-------- Recorded information
PR #9594, opened 2020-11-13
Improve JavaDoc in KeyValueBytesStoreSupplier

fml2:
In the JavaDoc, the implemented interface was described inaccurately.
----------------
*Task statement*: The data must be retyped in full, exactly as it reads.

*Response below*:
PR #9594, opened 2020-11-13
Improve JavaDoc in KeyValueBytesStoreSupplier

fml2:
In the JavaDoc, the implemented interface was described inaccurately.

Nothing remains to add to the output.